# Obi-Wan Kenobi: Star-Wars-Serie startet später auf Disney Plus



## PCGH-Redaktion (1. April 2022)

Jetzt ist Ihre Meinung gefragt zu *Obi-Wan Kenobi: Star-Wars-Serie startet später auf Disney Plus*

					Disney hat angekündigt, dass die Serie Star Wars: Obi-Wan Kenobi später auf Disney Plus starten wird. Wann erfolgt der Release und worum geht's in der Serie? 

					Bitte beachten Sie: Der Kommentarbereich wird gemäß der Forenregeln moderiert. Allgemeine Fragen und Kritik zu Online-Artikeln von PC Games Hardware sind im Feedback-Unterforum zu veröffentlichen und nicht im Kommentarthread zu einer News. Dort werden sie ohne Nachfragen entfernt.
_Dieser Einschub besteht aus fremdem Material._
PR #3062, opened 2020-08-07
Removal/accepts dit email marketing

adamledwards:
### Checklist

  <details>
  
  </details>
  
  <details>
  
  </details>

### General points

<details>

</details>


datahub/search/contact/views.py
```diff
@@ -169,5 +169,15 @@ def _add_consent_response(self, rows):
 
     def _get_rows(self, ids, search_ordering):
         """Get row queryset for constent service if the feature flag is enabled."""
-        rows = super()._get_rows(ids, search_ordering)
+        db_ordering = self._translate_search_ordering_to_django_ordering(search_ordering)
+        field_titles = self.field_titles.copy()
+        del field_titles['accepts_dit_email_marketing']
```
elcct, line 174: The comment in this method seems to be outdated - it talks about feature flag, but one doesn't seem to be used. 

Should `accept_dit_email_marketing` field be removed from `field_titles` rather that here?

I understand this field will no longer exist in the contact search export?

adamledwards: so the accept_dit_email_marketing comes from the consent service. The reason why it is deleted is because we don't want to lookup from the db but we would like to keep the column in the csv. See line 180
https://github.com/uktrade/data-hub-api/blob/2267ca67b0cf8be6c8fd9a728c2877f308444b03/datahub/search/contact/views.py#L174-L182

elcct: That makes sense, thank you!

datahub/company/serializers.py
```diff
@@ -244,14 +254,16 @@ def _notify_consent_service(self, validated_data):
         if 'accepts_dit_email_marketing' not in validated_data:
             # If no consent value in request body
             return
-
+        accepts_dit_email_marketing = validated_data['accepts_dit_email_marketing']
+        # Remove the accepts_dit_email_marketing from validated_data
+        del validated_data['accepts_dit_email_marketing']
```
ambrozic, line 259: Should we rather do `pop` here to achieve the same in a single line?
```
accepts_dit_email_marketing = validated_data.pop('accepts_dit_email_marketing')
```

adamledwards: cheers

__ Zurück zum Artikel: *Obi-Wan Kenobi: Star-Wars-Serie startet später auf Disney Plus*


----------



## 6Pac (2. April 2022)

PCGH-Redaktion schrieb:


> Nun hat Disney bekannt gegeben, dass die Serie Obi-Wan Kenobi verschoben wird und erst am 27. Mai 2022 ausgestrahlt wird.


_Lieber Herr Ludewig, von der TV-Movie
Unglaublich was sich Disney da erlaubt.

Ich habe alles genau geplant.
- Arbeit beenden
- nach Hause fahren
- einkaufen gehen
- duschen
- etwas leichtes essen
- sich in TV-Position begeben
- nochmal aufstehen, um Popcorn zu holen
- sich wieder in TV-Position begeben

Was mache ich jetzt mit dem Popcorn?
Hält der 1-2 Tage länger?
Ich kaufe schließlich am Freitag nicht ein.

Und wie kommen die von Disney eigentlich auf den Trichter gleich 2 Folgen auf einmal zu senden?
Ich gehe schließlich um 21:30 ins Bett!_

Sorry hab den 1. April verpasst… 
Eine Verschiebung um 2 Tage bei einem Streamingdienst Anbieter ist schon merkwürdig.
Ich tippe mal auf ein kleines Battle mit Netfilx.


----------